Romney’s Quick Fix
This article is from the archive of The New York Sun before the launch of its new website in 2022. The Sun has neither altered nor updated such articles but will seek to correct any errors, mis-categorizations or other problems introduced during transfer.

After losing the first two early contests, the Iowa caucuses and the New Hampshire primary, Governor Romney could punctuate an unexpected turn of good fortune in the presidential race with a win in today’s Florida primary. Even if Mr. Romney cannot defeat Senator McCain in Florida but finishes a close second, as yesterday’s polls suggested, the result would likely mean a two-man race for the remainder of the Republican nomination fight.
The former governor of Massachusetts is the candidate who is hip to sneer at: His voice resembles that of a 1970s television anchorman, his hair is so perfect it evokes envy in television reporters, his bearing is so calm and smooth it sometimes makes observers wonder whether there is a live human being underneath his skin and not some highly programmed android.

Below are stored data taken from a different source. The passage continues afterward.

PR #5403, opened 2025-10-21
refactor(ui): move DataTable to Tables dir and update imports

luannmoreira:
# Description

This PR reorganizes the DataTable.vue component by moving it into a dedicated Tables/ directory. All import paths across both the admin and client UI components have been updated accordingly. The old DataTable.vue file has been removed from its original location.

## Changes
 
- Moved ui/src/components/DataTable.vue → ui/src/components/Tables/DataTable.vue
- Updated all component imports referencing DataTable.vue in:
- Admin UI (ui/admin/src/components/...)
- Client UI (ui/src/components/...)
- Deleted the old DataTable.vue file

## Why

This change improves directory structure and component organization by grouping all table-related components under a single Tables/ folder. It aligns with a cleaner, modular approach to UI development and makes table components easier to locate and maintain.

## Affected Areas

All components using DataTable.vue, including:
Announcements, Devices, Sessions, Users, API Keys, Tags, Namespaces, Connectors, Firewall Rules, Public Keys, Web Endpoints

## Testing
 
1. Verified UI components render correctly with the updated import path
2. No changes to DataTable.vue logic—just a file move and refactor
3. Confirmed old file was safely removed

### DIFF
--- a/ui/tests/components/Tables/DataTable.spec.ts
+++ b/ui/tests/components/Tables/DataTable.spec.ts
@@ -1,0 +1,207 @@
+import { createVuetify } from "vuetify";
+import { mount, VueWrapper, flushPromises } from "@vue/test-utils";
+import { afterEach, beforeEach, describe, expect, it, vi } from "vitest";
+import DataTable from "@/components/Tables/DataTable.vue";
+
+vi.mock("vuetify", async () => {
+  const actual = await vi.importActual<typeof import("vuetify")>("vuetify");
+  return {
+    ...actual,
+    useDisplay: () => ({
+      smAndDown: { value: false },
+      thresholds: {
+        value: {
+          sm: 600,
+          md: 960,
+          lg: 1280,
+          xl: 1920,
+          xxl: 2560,
+        },
+      },
+    }),
+  };
+});
+
+type DataTableWrapper = VueWrapper<InstanceType<typeof DataTable>>;
+
+describe("DataTable", () => {
+  const vuetify = createVuetify();
+  let wrapper: DataTableWrapper;
+
+  const defaultHeaders = [
+    { text: "Name", value: "name", sortable: true },
+    { text: "Owner", value: "owner", sortable: false },
+    { text: "Created", value: "createdAt", sortable: true },
+  ] as const;
+
+  const mountWrapper = (
+    props: Partial<InstanceType<typeof DataTable>["$props"]> = {},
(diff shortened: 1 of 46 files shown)


ui/tests/components/Tables/DataTable.spec.ts
luizhf42, line 1: I think it's better to use the `wrapper.find` method with `data-test` or something more "stable" than Vuetify's styling classes.

ui/tests/components/Tables/DataTable.spec.ts
```diff
@@ -0,0 +1,217 @@
+import { createVuetify } from "vuetify";
+import { DOMWrapper, mount, VueWrapper, flushPromises } from "@vue/test-utils";
+import { afterEach, beforeEach, describe, expect, it, vi } from "vitest";
+// 🔁 ADJUST THIS PATH to your component file
```
luizhf42:
```suggestion

```

ui/tests/components/Tables/DataTable.spec.ts
```diff
@@ -0,0 +1,217 @@
...
+
+  afterEach(() => {
+    vi.clearAllMocks();
+    wrapper.unmount();
+    document.body.innerHTML = "";
+  });
+
+  it("is a Vue instance", () => {
+    expect(wrapper.exists()).toBe(true);
+  });
```
luizhf42, line 84: Is this assertion necessary? If the wrapper fails to mount, all the other tests will fail, so this test doesn't provide much help.
Obviously, it doesn't cause any harm, but for me, it's almost dead code. What do you think?

luannmoreira: As it is a standard test we've been using for a while now, I've preferred to keep it, even if it's redundant at first, it keeps the eyes open for a possible "testing the own test" situation, if this test returns an error, and the other ones pass, it will show that the test file is testing itself and not the real component, showing us a bad pattern on testing, however, I've changed the `wrapper.exists()` to `wrapper.vm.exists()` as it's the binding between the component and the test.

ui/tests/components/Tables/DataTable.spec.ts
luannmoreira: I've made changes in the `DataTable.vue` and the `DataTable.spec.ts` to respect more data-table attributes than finding the Vuetify styling classes, can you check?

luizhf42 (approved):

Yet Mr. Romney boasts attributes that could win him the Republican nomination. He’s well financed, able to both raise money from his networks and use his own. He’s tenacious. One reason he survived early defeats, unlike Mayor Giuliani, is that he entered the race knowing the tremendous cost in personal time and energy that a presidential campaign entailed. The only proven way for a presidential candidate to be taken seriously in primaries is to compete in them. Mr. Romney may have taken this a step too far by attempting to position himself as the candidate of Christian conservatives in Iowa.
By staying in the game in every early contest, he gave himself room to find traction. He acted like he was running one of the start-up companies he financed and advised in his business career. His approach seemed to be to trying different business models until he found one that worked for politics.
During Mr. Romney’s inaugural speech as Massachusetts’ governor and throughout his early remarks when he began his presidential campaign, he would use an abstruse phrase, “an inflection point” to mark a moment of change. Sometimes he would use this when talking about the point at which a smaller, nimble company, such as Jet-Blue, could beat an old traditional one, such as United Airlines. He described September 11, 2001 as “a pivotal inflection point.” Other times he would use the phrase to refer to the challenge America faced from rising economic competitors, India, and China.
Inflection point, according to Robert Cringely, a technology columnist at pbs.org, means “an abrupt elbow in a graph of growth or decline when the new technology or paradigm truly kicks in.” It’s a phrase that would seem more at home in Silicon Valley than in the world of politics.
Yet Mr. Romney’s campaign has become stronger as a paradigm shift has taken place in America and the presidential race. Talk in the months leading up to the early primaries was dominated by foreign policy, immigration, and the war, none of which are strong points for Mr. Romney. When he lost Iowa and New Hampshire, Mr. Romney lurched at Michigan, where he was raised and where his father, George Romney, had served as governor. Out of necessity, Mr. Romney zeroed in on the most important issue in the state, the economy, a natural subject for the graduate of Harvard Business School, a business consultant, and a company financier.
During the first two weeks in January that Mr. Romney took to find his message, the Dow Jones Industrial Index fell 763 points. This took the economy from a peripheral issue to center stage. Like one of his agile former clients, Mr. Romney turned his campaign on a dime. He began appearing in public without a tie or suit jacket, sometimes with his shirtsleeves rolled up. He stepped up his comments about the economy. A week and a half prior to the Florida primary and in advance of Congressional agreement upon a plan for the economy, Mr. Romney announced a $233 billion economic stimulus proposal.
Economic matters come less naturally to Mr. McCain. In the Republican debate from Florida last week, Mr. McCain took issue with a quote attributed to him by Tim Russert of NBC, “the issue of economics is not something I’ve understood as well as I should.” Though the senator of Arizona has cited the endorsement of a chief economic adviser to Ronald Reagan, Martin Feldstein, as evidence of his prowess on the matter. Mr. McCain supports permanently ending the alternative minimum tax as well as the research and development tax credit. He also has come out in favor of a ban on taxes on the Internet and cell phones.
Mr. Giuliani has brandished the economic turnaround of New York City when he was mayor and trumpeted the backing of Steve Forbes, who described Mr. Giuliani’s tax proposal as “the largest tax cut in modern American history.” He has also talked about a stimulus plan, but the political reality is that it may be too late for Mr. Giuliani.
It’s too early to measure whether Mr. Romney can actually defeat the honorable and press-adept Mr. McCain. Although the coiffed former governor will strive to perform well in California and several of the mountain states that have similar demographics to Nevada, an early caucus he won.
Because of the nature of the primary season, where candidates spend an inordinate amount of time in a few small locations without many delegates at stake, Mr. Romney now gets a chance to introduce himself via the airwaves to voters less familiar with his earlier campaign platforms. They will see Mr. Romney, the economic fixer, his most solid and effective identity yet as the future president of America.
Mr. Gitell (gitell.com) is a contributing editor of The New York Sun.